PR #1610, opened 2023-01-17
Remove unused datasets

utkarsharma2:
# Description
We are not using this dataset for benchmarking, we should remove it. Also, there was a failure for the StackExchange dataset.


python-sdk/tests/benchmark/datasets.md
```diff
@@ -140,95 +140,3 @@ The [script](synthetic_ndjson_generator.py) is used to generate the NDJSON file.
 | five_gb    | 4.5 GB | NDJSON   | s3://astro-sdk/benchmark/synthetic-dataset/ndjson/five_gb.ndjson    |
 | five_gb    | 5 GB   | NDJSON   | s3://astro-sdk/benchmark/synthetic-dataset/ndjson/five_gb/          |
 | ten_gb     | 10 GB  | NDJSON   | s3://astro-sdk/benchmark/synthetic-dataset/ndjson/ten_gb/           |
-
-## Origin of the real datasets
```
sunank200, line 144: This dataset was originally used as a realistic dataset. Shouldn't we still keep it?

sunank200 (commented):
This dataset was originally used as a realistic dataset. Shouldn't we still keep it?

tatiana:
End-users use real datasets, which has allowed us to surface several issues with our stack. Much more than any synthetic dataset we have.

I believe we should have end-to-end tests that use these datasets instead of simply getting rid of them.

utkarsharma2:
I agree @tatiana , but currently, we are not using it in our code base anywhere. When do we start doing that we can add them again to the codebase, WDYT? we can maybe create a ticket(s) to add a test case with a real dataset?

python-sdk/tests/benchmark/datasets.md
utkarsharma2: We are not adding those numbers obtained by these datasets in benchmarking results either. right?

tatiana:
I'm happy for them to be removed and re-introduced as long as we have a task logged for us to have e2e tests using realistic datasets, referencing this PR :)

utkarsharma2:
@tatiana Added a ticket for the same - https://github.com/astronomer/astro-sdk/issues/1612

tatiana (approved):

pankajastro (commented):
Most of these data we have stored in gcs do you want to keep it or we should clean them also @utkarsharma2 ?

utkarsharma2:
> Most of these data we have stored in gcs do you want to keep it or we should clean them also example gs://astro-sdk/benchmark/trimmed/github/github_timeline_100mb.csv @utkarsharma2 ?

We should do that as well. I'll merge this PR for now. I'll create a separate ticket for this.

pankajkoti (approved):

pankajastro (approved):

PR #1620, opened 2023-01-18
Smart open to transfer datasets for universal transfer operator

sunank200:
# Description

Currently, all the files are being downloaded to temporary reference in the worker and uploaded back to the destination dataset. This is time-consuming and doesn't work well with database transfers. Hence, implemented the transfer for all file types using smart open.

## What is the new behavior?

- Add a feature to read the file using smart open and convert it into a buffer that can be streamed into other data structures.
- Run the example DAG for S3 and GCS transfers.
- Add class for `Filetype` and `PandasDataframe`.
- For filetypes CSV, json and ndjson, read as `io.StringIO()`. For other filetypes read as `io.BytesIO()`

No

### Checklist
- [x] Ran example DAG successfully.


sunank200:
Closing this as this branch is old one. The following PR: https://github.com/astronomer/astro-sdk/pull/1621 handles it.

Issue #1011, opened 2022-10-06
Uncomment kube pod teardown


utkarsharma2:
**Please describe the feature you'd like to see**
We have commented in python-sdk/tests/benchmark/wait_for_completion.sh
#kubectl delete job benchmark-"${GIT_HASH}" -n benchmark

This is done until we stabilize the benchmarking we need to look at logs.

**Describe the solution you'd like**
We need to uncomment it once we stabilize the benchmarking

sunank200:
This is old ticket not relevant any more

pankajastro:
--
**Problem requirements:** Write down every line of the data above that includes the string "commented".

**Answer space:**
sunank200 (commented):
pankajastro (commented):
We have commented in python-sdk/tests/benchmark/wait_for_completion.sh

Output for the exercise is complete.